TASK OBJECTIVE: The answer must be a single number: how many lines of the entries below include "failed".
··········
PR #1346, opened 2026-06-13
Finish port of WindowsDirectory and NativeUnixDirectory, #1342

### LINKED ISSUE #1342: Finish port of NativeUnixDirectory and WindowsDirectory

The ports for NativeUnixDirectory and WindowsDirectory were never completed, and are currently excluded from compilation from the Lucene.Net.Misc project, Store directory. We should complete the port of these types for API parity with upstream.

https://github.com/apache/lucene/tree/releases/lucene-solr/4.8.1/lucene/misc/src/java/org/apache/lucene/store

Note that these were originally implemented in a mix of Java and C++ to be able to do native calls. However, they are quite simple, and I am fairly certain we can accomplish these via P/Invoke instead of having to add C++ to our project, without having any significant performance impact. This appears to be the direction that was started already but never completed.

Also note that as of Lucene 4.8.1, these types had no unit tests. We should add unit test coverage for these, restricted to running on their respective platforms.

The types are ported and work well, with good unit test coverage added.

### Additional context

Note that these types were removed in Lucene 9.0.0, but someone might find good use for them between now and then.

See #1341 discussion.

paulirwin:

Finish port of WindowsDirectory and NativeUnixDirectory

Fixes #1342

## Description

This PR finishes the work that was started on WindowsDirectory and NativeUnixDirectory.

Upstream, this code is a mix of Java and C++. Instead of adding in true native code, I finished the approach that was started of using P/Invoke to call the Win32/POSIX native functions. 

This PR also adds tests for these types, which had no tests upstream. These tests all pass on Windows 11 x64, Ubuntu 24.04 x64 in WSL, Ubuntu 24.04 arm64 in Docker, and macOS 26 arm64. 

## Benchmark Results

These benchmarks are on macOS 26 arm64:

| Dir (64 MB) | Write | ReadSequential | ReadRandom |
|---|--:|--:|--:|
| NativeUnix | 19.1 ms | 47.8 ms | 380.6 ms |
| SimpleFS | 149 ms | 3.5 ms | 1.0 ms |
| NIOFS | 137 ms | 5.4 ms | 1.1 ms |
| MMap | 139 ms | 618 ms | 5.6 ms |
| RAM | 148 ms | 1.8 ms | 0.06 ms |

Notes:
- NativeUnix is an order of magnitude faster for writes, but is much slower for reads, especially random reads. This is due to deliberately bypassing the OS-level IO cache with `O_DIRECT`. It is worth reviewing to determine if this read performance should be improved.
- The MMap slow read performance is likely related to #1151 

I have not yet run benchmarks on WindowsDirectory.

AI: This PR was mostly written using Claude Code, Opus 4.8.


src/Lucene.Net.Misc/Store/NativePosixUtil.cs
```diff
@@ -20,45 +27,222 @@ namespace org.apache.lucene.store
...
+
+        private static IOException NewIOException(string operation, string filename)
+            => NewIOException(operation, filename, Marshal.GetLastWin32Error());
+
+        private static IOException NewIOException(string operation, string filename, int errno)
+        {
+            string where = filename is null ? operation : $"{operation} {filename}";
+            // On Unix with SetLastError, GetLastWin32Error() returns errno. Win32Exception's message
+            // is not meaningful on Unix, so include the raw errno for diagnosis.
+            return new IOException($"{where} failed (errno {errno})");
```
NightOwl888: Make sure to call the overload that accepts `hresult`. Our `NativeFSLock` depends on this.

src/Lucene.Net.Misc/Store/NativePosixUtil.cs
```diff
@@ -20,45 +27,222 @@ namespace org.apache.lucene.store
...
+        /// </summary>
+        /// <exception cref="IOException"> If <c>posix_fadvise</c> returned a non-zero code </exception>
+        public static void Advise(SafeFileHandle fd, long offset, long len, int advise)
+        {
+            EnsureUnix();
+            int code = NativeMethods.posix_fadvise(Fd(fd), offset, len, MapAdvice(advise));
+            if (code != 0)
+            {
+                // LUCENENET: upstream throws RuntimeException; we use IOException as this is an I/O failure.
+                throw new IOException("posix_fadvise failed code=" + code);
```
NightOwl888: Make sure to call the overload that accepts `hresult`. Our `NativeFSLock` depends on this.

src/Lucene.Net.Misc/Store/NativePosixUtil.cs
```diff
@@ -20,45 +27,222 @@ namespace org.apache.lucene.store
...
+        /// </summary>
+        /// <returns> the number of bytes read (may be less than <paramref name="length"/> near EOF) </returns>
+        /// <exception cref="IOException"> If the read failed </exception>
+        public static long Pread(SafeFileHandle fd, long pos, IntPtr buffer, int length)
+        {
+            EnsureUnix();
+            long n = (long)NativeMethods.pread(Fd(fd), buffer, (nuint)length, pos);
+            if (n < 0)
+            {
+                throw NewIOException("pread", null);
```
NightOwl888, line 129: Make sure to call the overload that accepts `hresult`. Our `NativeFSLock` depends on this.

src/Lucene.Net.Misc/Store/NativeUnixDirectory.cs
```diff
@@ -35,493 +34,573 @@ namespace org.apache.lucene.store
...
-          //System.out.println("dump: done");
-
-          // TODO: the case where we'd seek'd back, wrote an
-          // entire buffer, we must here read the next buffer;
-          // likely Lucene won't trip on this since we only
-          // write smallish amounts on seeking back
+            long written = (long)NativeMethods.pwrite(Fd(fd), buffer, (nuint)length, pos);
+            if (written < 0)
+            {
+                throw new IOException($"pwrite failed (errno {Marshal.GetLastWin32Error()})");
```
NightOwl888: Make sure to call the overload that accepts `hresult`. Our `NativeFSLock` depends on this.

src/Lucene.Net.Misc/Store/NativeUnixDirectory.cs
```diff
@@ -35,493 +34,573 @@ namespace org.apache.lucene.store
...
+            }
         }
 
-        public long FilePointer
+        private static void FTruncate(SafeFileHandle fd, long length)
         {
-          return filePos + bufferPos;
+            if (NativeMethods.ftruncate(Fd(fd), length) < 0)
+            {
+                throw new IOException($"ftruncate failed (errno {Marshal.GetLastWin32Error()})");
```
NightOwl888: Make sure to call the overload that accepts `hresult`. Our `NativeFSLock` depends on this.

src/Lucene.Net.Misc/Store/NativeUnixDirectory.cs
```diff
@@ -35,493 +34,573 @@ namespace org.apache.lucene.store
...
-            int delta = (int)(pos - alignedPos);
-            buffer.position(delta);
-            bufferPos = delta;
-          }
+            // The original used FileChannel.size(). All reads here are positioned (pread), so
+            // moving the file offset with lseek(SEEK_END) to learn the size is harmless.
+            long size = NativeMethods.lseek(Fd(fd), 0, NativeMethods.SEEK_END);
+            if (size < 0)
+            {
+                throw new IOException($"lseek failed (errno {Marshal.GetLastWin32Error()})");
```
NightOwl888: Make sure to call the overload that accepts `hresult`. Our `NativeFSLock` depends on this.

src/Lucene.Net.Misc/Store/NativeUnixDirectory.cs
```diff
@@ -35,493 +34,573 @@ namespace org.apache.lucene.store
...
+            public IntPtr Pointer => (IntPtr)alignedPtr;
+
+            public void Clear() { position = 0; limit = capacity; }
+            public void Flip() { limit = position; position = 0; }
+            public void Rewind() { position = 0; }
+
+            public void Put(byte b) => alignedPtr[position++] = b;
+            public byte Get() => alignedPtr[position++];
+
+            public void Put(ReadOnlySpan<byte> src)
```
NightOwl888, line 264: There are a couple of potential performance optimizations here, but I would benchmark to be sure it is worth it.

1. `Unsafe` copy.

```c#
public void Put(ReadOnlySpan<byte> src)
{
    Unsafe.CopyBlockUnaligned(
        ref Unsafe.AsRef<byte>(alignedPtr + position),
        ref MemoryMarshal.GetReference(src),
        (uint)src.Length);

    position += src.Length;
}
```

2. `ref byte` parameter type

```c#
public void Put(ref byte src, int length)
```

src/Lucene.Net.Misc/Store/NativeUnixDirectory.cs
```diff
@@ -35,493 +34,573 @@ namespace org.apache.lucene.store
...
+            {
+                src.CopyTo(new Span<byte>(alignedPtr + position, src.Length));
+                position += src.Length;
+            }
+
+            public void Get(Span<byte> dst)
```
NightOwl888, line 270: Just like the Put() method, we could make similar optimizations:

1. `Unsafe` copy

```c#
public void Get(Span<byte> dst)
{
    Unsafe.CopyBlockUnaligned(
        ref MemoryMarshal.GetReference(dst),
        ref Unsafe.AsRef<byte>(alignedPtr + position),
        (uint)dst.Length);

    position += dst.Length;
}
```

2. `ref byte` parameter type

```c#
public void Get(ref byte dst, int length)
```

src/Lucene.Net.Misc/Store/NativeUnixDirectory.cs
```diff
@@ -35,493 +34,573 @@ namespace org.apache.lucene.store
...
+                get => fileLength + bufferPos;
+                set { /* not supported: length is managed internally */ }
             }
-          }
-        }
 
-        public long FilePointer
-        {
-          return filePos + bufferPos;
+            public override long Checksum => throw new NotSupportedException("this directory currently does not work at all!");
```
NightOwl888: We should be able to implement the checksum pretty easily because it is just a `CRC32` instance that we need to instantiate and we just need to update it every time `WriteByte` or `WriteBytes()` is called here.

https://github.com/paulirwin/lucene.net/blob/df1029337712995e5dff434798b6664c68dedc26/src/Lucene.Net/Store/FSDirectory.cs#L513-L562

There is a minor issue with keeping multiple instances of `CRC32` around, but if we fix that we also need to ensure that the instance isn't exposed publicly because the `IChecksum` interface is baggage from Java. We made an attempt to convert this to the BCL `HashAlgorithm` base class but it turned out the approach used in Java produced far fewer allocations than the one in .NET: https://github.com/apache/lucenenet/pull/436#issuecomment-796797535

src/Lucene.Net.Misc/Store/NativeUnixDirectory.cs
```diff
@@ -35,493 +34,573 @@ namespace org.apache.lucene.store
...
+                filePos += bufferSize;
+                bufferPos = 0;
+                long n;
+                try
+                {
+                    n = NativePosixUtil.Pread(sharedFd, filePos, buffer.Pointer, bufferSize);
+                }
+                catch (Exception ioe) when (ioe.IsIOException())
+                {
+                    throw new IOException(ioe.Message + ": " + this, ioe);
```
NightOwl888: This seems a bit risky. `NativeFSLock` depends on the `HResult` of the `IOException`. So, if we wrap the exception, we should at the very least surface the `HResult` from the original exception.

src/Lucene.Net.Misc/Store/NativeUnixDirectory.cs
```diff
@@ -35,493 +34,573 @@ namespace org.apache.lucene.store
...
+            {
+                get
+                {
+                    try
+                    {
+                        return FileSize(sharedFd);
+                    }
+                    catch (Exception ioe) when (ioe.IsIOException())
+                    {
+                        throw RuntimeException.Create("IOException during Length: " + this, ioe);
```
NightOwl888: This seems a bit risky. `NativeFSLock` depends on the `HResult` of the `IOException`. So, if we wrap the exception, we should at the very least surface the `HResult` from the original exception.

src/Lucene.Net.Misc/Store/WindowsDirectory.cs
```diff
@@ -21,161 +28,294 @@ namespace org.apache.lucene.store
...
+            protected override void ReadInternal(Span<byte> b)
+            {
+                int bytesRead;
+                try
+                {
+                    bytesRead = WindowsDirectory.Read(fd, b, Position); // LUCENENET: Position is the file pointer (renamed from getFilePointer())
+                }
+                catch (Exception ioe) when (ioe.IsIOException())
+                {
+                    throw new IOException(ioe.Message + ": " + this, ioe);
```
NightOwl888: This seems a bit risky. `NativeFSLock` depends on the `HResult` of the `IOException`. So, if we wrap the exception, we should at the very least surface the `HResult` from the original exception.

src/Lucene.Net.Misc/Store/WindowsDirectory.cs
```diff
@@ -21,161 +28,294 @@ namespace org.apache.lucene.store
...
+            return numRead;
+        }
+
+        /// <summary>
+        /// Returns the length of a file. </summary>
+        private static long Length(SafeFileHandle fd)
+        {
+            if (!NativeMethods.GetFileInformationByHandle(fd, out NativeMethods.BY_HANDLE_FILE_INFORMATION info))
+            {
+                throw new IOException(new Win32Exception(Marshal.GetLastWin32Error()).Message);
```
NightOwl888: Make sure to call the overload that accepts `hresult`. Our `NativeFSLock` depends on this.

src/Lucene.Net.Misc/Store/WindowsDirectory.cs
```diff
@@ -21,161 +28,294 @@ namespace org.apache.lucene.store
...
+            int numRead;
+            bool success;
+            fixed (byte* p = bytes)
+            {
+                success = NativeMethods.ReadFile(fd, p, bytes.Length, out numRead, &overlapped);
+            }
+
+            if (!success)
+            {
+                throw new IOException(new Win32Exception(Marshal.GetLastWin32Error()).Message);
```
NightOwl888: Make sure to call the overload that accepts `hresult`. Our `NativeFSLock` depends on this.

src/Lucene.Net.Misc/Store/WindowsDirectory.cs
```diff
@@ -21,161 +28,294 @@ namespace org.apache.lucene.store
...
+                NativeMethods.FILE_SHARE_READ | NativeMethods.FILE_SHARE_WRITE | NativeMethods.FILE_SHARE_DELETE,
+                IntPtr.Zero,
+                NativeMethods.OPEN_EXISTING,
+                NativeMethods.FILE_FLAG_RANDOM_ACCESS,
+                IntPtr.Zero);
+            int lastError = Marshal.GetLastWin32Error();
+
+            if (handle == NativeMethods.INVALID_HANDLE_VALUE)
+            {
+                throw new IOException("Could not open file " + filename + ": " + new Win32Exception(lastError).Message);
```
NightOwl888: Make sure to call the overload that accepts `hresult`. Our `NativeFSLock` depends on this.

src/Lucene.Net.Tests.Misc/Support/Store/TestNativeUnixDirectory.cs
```diff
@@ -0,0 +1,334 @@
+using Lucene.Net.Attributes;
```
NightOwl888, line 1: Please move this file into a top level `Support` folder.

src/Lucene.Net.Tests.Misc/Support/Store/TestNativeUnixDirectory.cs

src/Lucene.Net.Tests.Misc/Support/Store/TestWindowsDirectory.cs
```diff
@@ -0,0 +1,281 @@
+using Lucene.Net.Attributes;
```
NightOwl888, line 1: Please move this file into a top level `Support` folder.

src/Lucene.Net.Tests.Misc/Support/Store/TestWindowsDirectory.cs

NightOwl888 (changes requested):
Thanks.

Based on the benchmarks, I am starting to wonder whether we should aim to use native calls (or at least `RandomAccess`) instead of `FileStream` for writes on all of our `FSDirectory` implementations, since upstream they simply used `FileChannel` (which is a thin layer over native calls). Although, whatever solution we come up with, we should aim for getting the durability patched (#894) above all else.

Shouldn't we add these native calls to our existing [native layer](https://github.com/apache/lucenenet/tree/e2e5d9738588d50f014aaa9c9559f5586b7cf0b8/src/Lucene.Net/Support/Native) so we can utilize them to make a backport of `RandomAccess` for .NET Framework and other things that we are better off using native code for?

I didn't do a full review of this, but I found a few things we should address to make this implementation more complete.

paulirwin:
Benchmarks for WindowsDirectory, before making PR feedback modifications above, are in:

64 MB file (mean, ms):

| Dir | ReadSequential | ReadRandom | ConcurrentCloneReads |
|---|--:|--:|--:|
| Windows | 11.84 | 7.84 | 103.4 |
| SimpleFS | 11.72 | 8.52 | 79.0 |
| NIOFS | 20.83 | 7.55 | 133.3 |
| MMap | 415.59 | 5.97 | 937.1 |
| RAM | 6.49 | 0.12 | 4.7 |

Notes:
- WindowsDirectory does not override CreateOutput with a custom implementation, so it was not benchmarked
- Windows is faster than the average times of SimpleFS and NIOFS for non-concurrent reads.
- Windows is within noise of SimpleFS for sequential reads, and faster for random reads. It is slightly slower than NIOFS for random reads.
- Concurrent reads track well between SimpleFS and NIOFS.
- Again, concurrent reads in MMap is likely #1151

src/Lucene.Net.Misc/Store/NativeUnixDirectory.cs
paulirwin: I had Claude Code generate exhaustive benchmarks of these changes, and the small improvements were dwarfed in magnitude by I/O.

| Size | Put: Span → UnsafeSpan | Get: Span → UnsafeSpan |
|---|---|---|
| 8 B | 1.22 → 1.18 ns (0.97x) | 1.43 → 1.14 ns (0.94x) |
| 32 B | 1.51 → 1.19 ns (**0.78x**) | 1.38 → 1.11 ns (**0.73x**) |
| 256 B | 5.72 → 4.67 ns (0.82x) | 3.64 → 3.69 ns (1.0x) |
| 4 KB | 76.1 → 77.3 ns (1.02x) | 59.2 → 58.8 ns (0.99x) |
| 64 KB | 612 → 605 ns (0.99x) | 819 → 816 ns (1.00x) |

A 64MB direct write makes ~256 put calls; optimizing them saves ~77ns out of 19ms (0.0000004%; note the difference in units). It only saves a small amount for very small copies (8-32B) which are fairly rare with index directories. So I think we can skip this particular optimization.

src/Lucene.Net.Misc/Store/NativeUnixDirectory.cs
paulirwin: See benchmarks response above; skipping for now.

paulirwin:
I meant to reply earlier to your top-level review comment... replies below.

> Based on the benchmarks, I am starting to wonder whether we should aim to use native calls (or at least `RandomAccess`) instead of `FileStream` for writes on all of our `FSDirectory` implementations, since upstream they simply used `FileChannel` (which is a thin layer over native calls). Although, whatever solution we come up with, we should aim for getting the durability patched (#894) above all else.

I like this, but it will not change the public API, so it can be broken out as a separate issue (even for post-beta-19) as a perf optimization opportunity.

> Shouldn't we add these native calls to our existing [native layer](https://github.com/apache/lucenenet/tree/e2e5d9738588d50f014aaa9c9559f5586b7cf0b8/src/Lucene.Net/Support/Native) so we can utilize them to make a backport of `RandomAccess` for .NET Framework and other things that we are better off using native code for?

Same as above, I think this can be broken out separately as a possible post-beta-19 perf optimization opportunity. In this particular case, these calls are very OS-dependent just like they are upstream (hence the names of the directories), so there's no harm in them being alongside the OS-specific directory code for now. That would be an easy refactor later as part of this possible perf improvement as a separate issue/PR.

src/Lucene.Net.Misc/Store/NativeUnixDirectory.cs
```diff
@@ -494,7 +509,16 @@ public override long Length
                     }
                     catch (Exception ioe) when (ioe.IsIOException())
                     {
-                        throw RuntimeException.Create("IOException during Length: " + this, ioe);
+                        // LUCENENET: upstream wraps in a RuntimeException here (IndexInput.Length cannot
+                        // throw a checked IOException in Java). Preserve the original HResult so callers
+                        // that inspect it (e.g. NativeFSLock) still see the underlying error. The HResult
+                        // setter is only public on modern TFMs; on net462/netstandard2.0 it is protected,
+                        // so the detail is retained in the message there instead.
+                        Exception wrapped = RuntimeException.Create("IOException during Length: " + this, ioe);
```
NightOwl888: Given this is a `RuntimeException`, I suspect reverting this to your original implementation would be correct here. `HResult` is only relevant to `IOExceptions` in Lucene.NET. That would be preferable to conditionally compiling IMO.

Also, I think I overstated the importance of it on `IOException.HResult`. `NativeFSLock` creates its own `FileStream` instance and catches `IOException` with a very specific `HResult` value from that `FileStream` instance when testing whether the `write.lock` file is open for sharing/locking. So, exceptions from `FSDirectory` implementations aren't likely to come into play at all. However, it is still a reasonable improvement to pass the HResult value from native methods to `IOException`, since that is exactly what the BCL does.

src/Lucene.Net.Misc/Store/NativeUnixDirectory.cs
```diff
@@ -567,7 +594,14 @@ public override object Clone()
                 }
                 catch (Exception ioe) when (ioe.IsIOException())
                 {
-                    throw RuntimeException.Create("IOException during clone: " + this, ioe);
+                    // LUCENENET: as in Length above, upstream wraps in a RuntimeException (Clone cannot
+                    // throw a checked IOException in Java). Preserve the original HResult where the setter
+                    // is public (modern TFMs); on net462/netstandard2.0 the detail stays in the message.
+                    Exception wrapped = RuntimeException.Create("IOException during clone: " + this, ioe);
```
NightOwl888: Given this is a `RuntimeException`, I suspect reverting this to your original implementation would be correct here. `HResult` is only relevant to `IOExceptions` in Lucene.NET. That would be preferable to conditionally compiling IMO.

NightOwl888 (changes requested):

paulirwin:
@NightOwl888 Updated to revert to the original throw statements. I also took the opportunity to convert the file to use string interpolation to clean that up a little bit.

Additionally, I noticed that the `overview.md` file still had a commented out bit about how we hadn't ported NativeUnixDirectory. I restored most of that text except for the native build instructions which are not needed on our side, and added a note about the use of P/Invoke instead.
··········
ANSWER TO THIS TASK: 6